PR #2994, opened 2025-06-10
feat: Add automatic text selection annotation popup

LFM097384:
- Create new TextSelectionPopup component that automatically shows when text is selected
- Integrate popup with existing AnnotationEdit component for annotation creation
- Add component to Reader.tsx to enable automatic annotation popup functionality
- Position popup near selected text using DOM selection coordinates
- Connect to Redux state for selection info and annotation configuration

### DIFF
--- a/src/renderer/reader/components/TextSelectionPopup.tsx
+++ b/src/renderer/reader/components/TextSelectionPopup.tsx
@@ -1,0 +1,189 @@
+// ==LICENSE-BEGIN==
+// Copyright 2017 European Digital Reading Lab. All rights reserved.
+// Licensed to the Readium Foundation under one or more contributor license agreements.
+// Use of this source code is governed by a BSD-style license
+// that can be found in the LICENSE file exposed on Github (readium) in the project repository.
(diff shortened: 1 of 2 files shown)


src/renderer/reader/components/TextSelectionPopup.tsx
```diff
@@ -0,0 +1,189 @@
...
+        } else if (!hasSelection && hadSelection) {
+            // Selection was cleared
+            console.log('Hiding popup - selection cleared');
+            this.previousSelectionText = null;
+            this.hidePopup();
+        }
+    }    private showPopup = () => {
+        console.log('showPopup called');
+        
+        // Try to get position from current DOM selection first
```
panaC, line 72: You cannot get the current DOM position of the selection from the reader, host of the navigator webview: 

see this: https://github.com/edrlab/r2-navigator-js/blob/48eea2f8bc8f00f666b32506c32c2bbdfb8f9bda/src/electron/renderer/dom.ts#L295

PR #3018, opened 2025-06-24
up print menu according to figma design and up labels

### LINKED ISSUE #3012: [CSS] PDF Print Move from Popover To Dialog modal Cf Figma
Image

arthur-lemeur:
Fixes #3012


panaC (changes requested):
dialog modal size too narrow on my machine : 

image

image

The cssSelector name seems to not be changed, see : `popover_dialog_reader` whereas it's a modal dialog

panaC (changes requested):
Look, bottom margin on the dialog modal

image

the bottom section on each cover seems clipped for me, maybe you can add a thin margin 

Screenshot 2025-06-26 at 13 22 15

need to apply a css text-overflow rule and max-width on lcp section.
Need to fallback on a compressed view like "1 to 999" for example

src/renderer/reader/components/Print.tsx
```diff
@@ -146,6 +146,25 @@ export const PrintContainer = ({ pdfPageRange, pdfThumbnailImageCacheArray }: {
         overscan: 3,
     });
 
+    function formatPrints(prints: number[]) {
```
panaC, line 149: You cannot do that, [1-50] was an example with fifty pages "contigu". We need an algorithm that compress the page array of "contigu" pages.

PR #3027, opened 2025-06-26
Do not mark Traditional Chinese (`zh-Hant` and `zh-TW`) as a RTL language

### LINKED ISSUE #1987: Incorrect rendering of fixed-layout documents with certain RTL languages
For fixed layout documents, under RTL page progression order, if XHTML pages of a document contain an `xml:lang` property with a value that causes [this function](https://github.com/edrlab/thorium-reader/blob/74d5b31c10d8d21ecb98eae8edecfd187c19b713/src/renderer/common/language-string.ts#L36) to return true, the viewport rendering of the document only renders a sliver of the right side (decreasing in width as you zoom out) of the page.

This issue can be encountered naturally/"in the wild" with EPUB3 fixed-layout comics in traditional Chinese (or otherwise have been tagged as such) that readily pass `epubcheck` against EPUB 3.3.

Tested under Thorium version 2.3.0 on Windows, Arch Linux, and Ubuntu (fresh installs in a VM).

Demonstration with a minimally reproducing epub (for sake of example, each page's `xml:lang` property was set to `zh-TW`):
---
### Cover page (or any page with `rendition:page-spread-center`):
Thorium-cover-zh-TW
### A landscape spread of 2 pages:
Thorium-spread-zh-TW

Comparison with correct rendering (either with no set `xml:lang` or `xml:lang` set to something that doesn't count as RTL):
---
### Cover page (or any page with `rendition:page-spread-center`):
Thorium-cover-en-US
### A landscape spread of 2 pages:
Thorium-spread-en-US

---

The relevant EPUB files are linked here:
[Sample-EPUBs.zip](https://github.com/edrlab/thorium-reader/files/12448534/Sample-EPUBs.zip)

initramfs:
Thorium currently marks the IETF BCP 47 tags of `zh-Hant` and `zh-TW` as RTL scripts for some reason when those scripts are decided not.

[This w3.org article](https://www.w3.org/International/questions/qa-scripts) lists the scripts written in RTL, where Chinese, Japanese, and other east Asian logographic languages are not present. Except for a carve-out in the in the "Historical scripts" section:

> In addition to the usual candidates for right-to-left text direction (Arabic, Hebrew, N'Ko, Syriac, Thaana, etc.), a number of other writing systems that are nowadays written left-to-right (LTR) were once written in a right-to-left (RTL) direction. These writing systems include **Chinese, Japanese**, Egyptian hieroglyphs, Tifinagh, and Old Norse runes. See [RTL rendering of LTR scripts](https://www.w3.org/International/questions/qa-ltr-scripts-in-rtl) for a discussion of how to produce RTL text for these scripts.

_(emphasis mine)_

Documents using these scripts should have their [dir](https://developer.mozilla.org/en-US/docs/Web/HTML/Reference/Global_attributes/dir) tag set as `rtl` and should be rendered accordingly.

Expanding more on the [dir](https://developer.mozilla.org/en-US/docs/Web/HTML/Reference/Global_attributes/dir) tag, the `auto` value has the following description:

> `auto`, which lets the user agent decide. It uses a basic algorithm as it parses the characters inside the element until it finds a character with a strong directionality, then applies that directionality to the whole element.

If we inspect an arbitrary character such as [鐵](https://util.unicode.org/UnicodeJsps/character.jsp?a=9435) (Traditional Chinese, `zh-Hant`), we can see the `Bidi_Class` is `Left_To_Right`.

Indeed if we look at similar characters: [铁](https://util.unicode.org/UnicodeJsps/character.jsp?a=94C1) (Simplified Chinese, `zh`) and [鉄](https://util.unicode.org/UnicodeJsps/character.jsp?a=9244) (Japanese, `ja`) we see the same `Bidi_Class` of `Left_To_Right`. Essentially there should be no treatment difference between those 3 scripts.

As I partially explained in https://github.com/edrlab/thorium-reader/issues/1987#issuecomment-2233586863, the "RTL" nature is only true of columns of characters (governed by the CSS property [writing-mode](https://developer.mozilla.org/en-US/docs/Web/CSS/writing-mode)). In essence, the aforementioned east Asian scripts (as well as others like Hangul) are all considered LTR scripts that can have a `writing-mode` property of [horizontal-tb](https://developer.mozilla.org/en-US/docs/Web/CSS/writing-mode#horizontal-tb) where they render much like English **or** [vertical-rl](https://developer.mozilla.org/en-US/docs/Web/CSS/writing-mode#vertical-rl) where they render vertically in columns that go right-to-left (**but HTML `dir="ltr"`**).

In other words, the "script" itself has an intrinsic direction of LTR (defined essentially as the writing direction when rendered horizontally) but two `writing-mode`/rendering axes of `horizontal-tb` and `vertical-rl`.

Setting `writing-mode` to `vertical-rl` **and** `dir` to `rtl` yields incorrect results where the text is bottom-aligned and the full stop 『。』 is placed before the sentence.

---

This PR removes `zh-Hant` and `zh-TW` from the list of languages considered to be RTL which fixes rendering for Traditional Chinese documents.

Note: this PR **does not** fix #1987 since that is a bug specific to RTL image display. By correctly classifying Traditional Chinese as LTR, #1987 no longer triggers for Traditional Chinese documents but will still trigger for Arabic/Hebrew documents.

### DIFF
--- a/src/common/language-string.ts
+++ b/src/common/language-string.ts
@@ -104,7 +104,5 @@ export function convertMultiLangStringToLangString(items: string | IStringMap | 
 export function langStringIsRTL(lang: string): boolean {
     return lang === "ar" || lang.startsWith("ar-") ||
         lang === "he" || lang.startsWith("he-") ||
-        lang === "fa" || lang.startsWith("fa-") ||
-        lang === "zh-Hant" ||
-        lang === "zh-TW";
+        lang === "fa" || lang.startsWith("fa-");
 }
--- a/src/renderer/reader/components/ReaderMenu.tsx
+++ b/src/renderer/reader/components/ReaderMenu.tsx
@@ -135,19 +135,15 @@ const isRTL = (r2Publication: R2Publication) => (_link: ILink) => {
                 [r2Publication.Metadata.Language]) :
             [] as string[];
         isRTL = lang.reduce<boolean>((pv, cv) => {
-            const rtlExcludingJapanese = typeof cv === "string" ?
-                // we test for Arabic and Hebrew,
-                // in order to exclude Japanese Vertical Writing Mode which is also RTL!
+            const rtlLang = typeof cv === "string" ?
                 // see langStringIsRTL()
                 (
                     cv === "ar" || cv.startsWith("ar-") ||
                     cv === "he" || cv.startsWith("he-") ||
-                    cv === "fa" || cv.startsWith("fa-") ||
-                    cv === "zh-Hant" ||
-                    cv === "zh-TW"
+                    cv === "fa" || cv.startsWith("fa-")
                 ) :
                 false;
-            return pv || rtlExcludingJapanese;
+            return pv || rtlLang;
         }, false);
     }
     return isRTL;


danielweck:
Thank you for reporting this error.

@jaypanoz I remember adopting the guidance for "page progression direction" from ReadiumCSS, which I must have misinterpreted (apologies):

* https://github.com/readium/css/blob/0728ade3893ba9c07ae6cd64798e5ded7b37d777/docs/CSS16-internationalization.md?plain=1#L90-L91
* https://github.com/readium/css/blob/0728ade3893ba9c07ae6cd64798e5ded7b37d777/docs/CSS03-injection_and_pagination.md?plain=1#L243-L246
* accessorily: https://github.com/readium/css/blob/0728ade3893ba9c07ae6cd64798e5ded7b37d777/css/src/modules/ReadiumCSS-base.css#L188-L209

danielweck:
Related:

* https://github.com/edrlab/r2-navigator-js/pull/88
* https://github.com/edrlab/r2-shared-js/pull/60

danielweck:
Related: https://github.com/edrlab/thorium-reader/issues/1987

danielweck:
@initramfs could you please share one or two publications that exhibit Thorium's bug (EPUB fxl, and EPUB reflow), so I can validate the fix in scroll mode as well as paginated mode. The edge case I am concerned about is inter-document progression with vertical writing mode (top to bottom + RTL) in each individual document (because of missing page-progression-direction in some EPUBs, as well as missing dir attribute or CSS text-direction on HTML or BODY, and of course vertical-writing-mode inconsistencies too). It would really help if you could provide real-world publications that are typical examples of published EPUBs (good or bad).

JayPanoz:
Thanks for the review of docs, that is massively helpful. 

@danielweck I guess we should probably rewrite the CSS docs so that it is crystal clear on first glance. Perhaps providing a clear path of decision for each language/script. Could even be an interactive form actually. 

Right now we have things in different places and I can understand how confusing it can become.

danielweck:
Thank you so much!

danielweck:
A simple fix, but thank you so much for taking the time to explain our error! 👍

· · · · · · ·

[Work to complete]: Only the lines from the one with "pv || rtlExcludingJapanese;" through the last line of the records belong in the answer, each copied exactly.

[Your solution]:
-            return pv || rtlExcludingJapanese;
+            return pv || rtlLang;
         }, false);
     }
     return isRTL;


danielweck:
Thank you for reporting this error.

@jaypanoz I remember adopting the guidance for "page progression direction" from ReadiumCSS, which I must have misinterpreted (apologies):

* https://github.com/readium/css/blob/0728ade3893ba9c07ae6cd64798e5ded7b37d777/docs/CSS16-internationalization.md?plain=1#L90-L91
* https://github.com/readium/css/blob/0728ade3893ba9c07ae6cd64798e5ded7b37d777/docs/CSS03-injection_and_pagination.md?plain=1#L243-L246
* accessorily: https://github.com/readium/css/blob/0728ade3893ba9c07ae6cd64798e5ded7b37d777/css/src/modules/ReadiumCSS-base.css#L188-L209

danielweck:
Related:

* https://github.com/edrlab/r2-navigator-js/pull/88
* https://github.com/edrlab/r2-shared-js/pull/60

danielweck:
Related: https://github.com/edrlab/thorium-reader/issues/1987

danielweck:
@initramfs could you please share one or two publications that exhibit Thorium's bug (EPUB fxl, and EPUB reflow), so I can validate the fix in scroll mode as well as paginated mode. The edge case I am concerned about is inter-document progression with vertical writing mode (top to bottom + RTL) in each individual document (because of missing page-progression-direction in some EPUBs, as well as missing dir attribute or CSS text-direction on HTML or BODY, and of course vertical-writing-mode inconsistencies too). It would really help if you could provide real-world publications that are typical examples of published EPUBs (good or bad).

JayPanoz:
Thanks for the review of docs, that is massively helpful. 

@danielweck I guess we should probably rewrite the CSS docs so that it is crystal clear on first glance. Perhaps providing a clear path of decision for each language/script. Could even be an interactive form actually. 

Right now we have things in different places and I can understand how confusing it can become.

danielweck:
Thank you so much!

danielweck:
A simple fix, but thank you so much for taking the time to explain our error! 👍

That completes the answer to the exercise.